Но увидев его дом, я буквально ахнул от изумления. Это был настоящий музей. Да что там музей — далеко не все они могли сравниться с таким собранием раритетов. Гобелены до самого потолка, подлинники голландских мастеров, скульптуры, фарфор, изделия из стекла. Трудно было даже предположить, сколько все это стоит, да я и не пытался. Артур Хаут был настоящим аристократом — котелок на голове, темный костюм. Серебристый галстук, одним словом, джентльмен с головы до ног. Еще после Первой мировой войны в Лондоне у него был филиал, на нем же он и потерял 2 миллиона долларов. Он был владельцем крупного винодельческого хозяйства на реке Ар, а в Дюссельдорфе занимался оптовой виноторговлей, проданное им вино расходилось по всей Германии.
Обедали мы за сервированным по-королевски столом. Слуга подавал нам кучу блюд, самые изысканные вина. После обеда хозяин осведомился, курю ли я. Я ответил, что курю сигареты. «Сигареты — ерунда», отмахнулся он и спросил, пробовал ли я когда-нибудь выкурить сигару. Мы перешли в курительную гостиную, где я постигал прелести курения сигар. Никаких зажигалок, только спички или специально скрученная бумажка для прикуривания сигар, ни в коем случае не подносить кончик сигары к огню, а прикуривать в 2–3 сантиметрах от пламени. Пепел не стряхивать, пусть он как можно дольше остается на сигаре. И никогда не докуривать сигару до основания, как цигарку в окопе.
Потом мне была предоставлена возможность послеобеденного отдыха. И только теперь я уразумел, что Артур Хаут имел в виду под «спартанскими условиями» тогда на вокзале. В спальне стояла огромная кровать резного дерева и с балдахином, великолепно застеленная.
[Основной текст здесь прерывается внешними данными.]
PR #3053, opened 2026-01-28
Add loading placeholder for the customer center

skydoves:
### Description

Add a loading placeholder for the customer center for better developer experiences. I would follow up on the error screen as well since it just shows a text.


ui/revenuecatui/src/main/kotlin/com/revenuecat/purchases/ui/revenuecatui/customercenter/views/CustomerCenterLoadingView.kt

Откровенно говоря, все было так необычно, что я и глаз не сомкнул. Ужинать мы отправились, естественно, на автомобиле с шофером в ресторан. Здесь Хаут был завсегдатаем, и мне пришлось пережить минимум с десяток рукопожатий. После ужина мы выпили пива, а затем перешли и на вино. Здесь я узнал, что есть вино, о критериях его оценки, о том, как и из чего его надлежит пить. Артур Хаут предупредил меня, чтобы я никогда не использовал вино, как средство утоления жажды. И о том, что всегда следует придерживаться железного правила «пиво после вина пить ни к чему, но вот вино после пива — это можно и нужно». Еще один веселый и одновременно поучительный вечер для меня в приятной компании.
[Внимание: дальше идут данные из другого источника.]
PR #3054, opened 2026-01-28
Add internal API to debug tracked events

tonidero:
### Description
This provides some visibility on what events are tracked and when. This can help debug any issues with these events.

### DIFF
--- a/purchases/api-defaults-bc7.txt
+++ b/purchases/api-defaults-bc7.txt
@@ -457,7 +457,7 @@ package com.revenuecat.purchases {
     method public void setSolarEngineDistinctId(String? solarEngineDistinctId);
     method public void setSolarEngineVisitorId(String? solarEngineVisitorId);
     method public void setTenjinAnalyticsInstallationID(String? tenjinAnalyticsInstallationID);
-    method public void setTrackedEventListener(com.revenuecat.purchases.TrackedEventListener?);
+    method @kotlin.jvm.JvmSynthetic public void setTrackedEventListener(com.revenuecat.purchases.TrackedEventListener?);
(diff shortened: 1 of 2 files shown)


purchases/api-defaults-bc7.txt
```diff
@@ -397,6 +397,7 @@ package com.revenuecat.purchases {
     method public java.util.Locale? getStorefrontLocale();
     method @com.revenuecat.purchases.ExperimentalPreviewRevenueCatPurchasesAPI public void getStorefrontLocale(com.revenuecat.purchases.interfaces.GetStorefrontLocaleCallback callback);
     method @Deprecated public void getSubscriptionSkus(java.util.List<java.lang.String> productIds, com.revenuecat.purchases.interfaces.GetStoreProductsCallback callback);
+    method @kotlin.jvm.JvmSynthetic public com.revenuecat.purchases.TrackedEventListener? getTrackedEventListener();
```
tonidero, line 400: I've checked and calling these APIs do require to opt in. But for some reason, metalava doesn't catch that in these delegated properties and it's adding it anyway to these (same thing happens with the CustomerCenterListener). 

Considering that people do need to opt in, I think this is ok, but lmk if you think otherwise!

JayShortway: Would it help to add `@InternalRevenueCatAPI` to the `PurchasesOrchestrator` field? (It would be pointless, but maybe it fools Metalava?)

JayShortway: If not, I think this is fine btw.

tonidero: Good thinking, but unfortunately it didn't work :( But yeah, will merge as is for now since it shouldn't be a problem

На следующее утро после проведенной под балдахином ночи мы отправились к нотариусу. Факт пожертвования мне денежной суммы был документально оформлен и, соответственно, обрел законную силу. Деньги я должен был получить по возвращении с войны, в противном случае сумма полностью возвращалась прежнему владельцу. После этого мы зашли к бургомистру, а затем к гауляйтеру. Как мне показалось, эти два визита были своего рода алиби для моего благодетеля. Я ведь был уже двенадцатым по счету, кому Артур Хаут жертвовал деньги. Возвращаясь во второй половине дня домой, я ощутил, что побывал на другой планете.
Я был рад, когда в мае 1943 года мой отпуск наконец подошел к концу, и мне предстояло доложить о прибытии в штабе 104-го запасного батальона в Ландау».
ИЗ УНТЕР-ОФИЦЕРА МОТОПЕХОТЫ В ЛЕЙТЕНАНТЫ
Столь заметная награда, как Рыцарский крест, весьма помогла молодому Гюнтеру Хальму по возвращении из Северной Африки. Всего несколько дней спустя после того, как Хальм на борту «Констанца» покинул Дерму, этот портовый город захватили англичане. Победа Монтгомери у Эль-Аламейна возымела решающее значение. Хотя Роммель и сумел, в последний момент отдав приказ об отводе сил, избежать окончательной катастрофы, похоже, войну в Северной Африке можно было считать проигранной.
Вдобавок к разгрому на севере Африки союзники приступили 8 ноября 1942 года к осуществлению операции «Факел». 100 000 французских и британских солдат высадились в Марокко, таким образом, война отныне шла уже на два фронта.
В сложившихся обстоятельствах Роммель завершил отход своих войск не у Эль Агейлы, а уже в Тунисе. Здесь остатки танковой армии «Африка» соединились со свежими частями. Войсковой подвоз, о котором молил Роммель, теперь уже можно было осуществлять через Тунис, однако уже было поздно.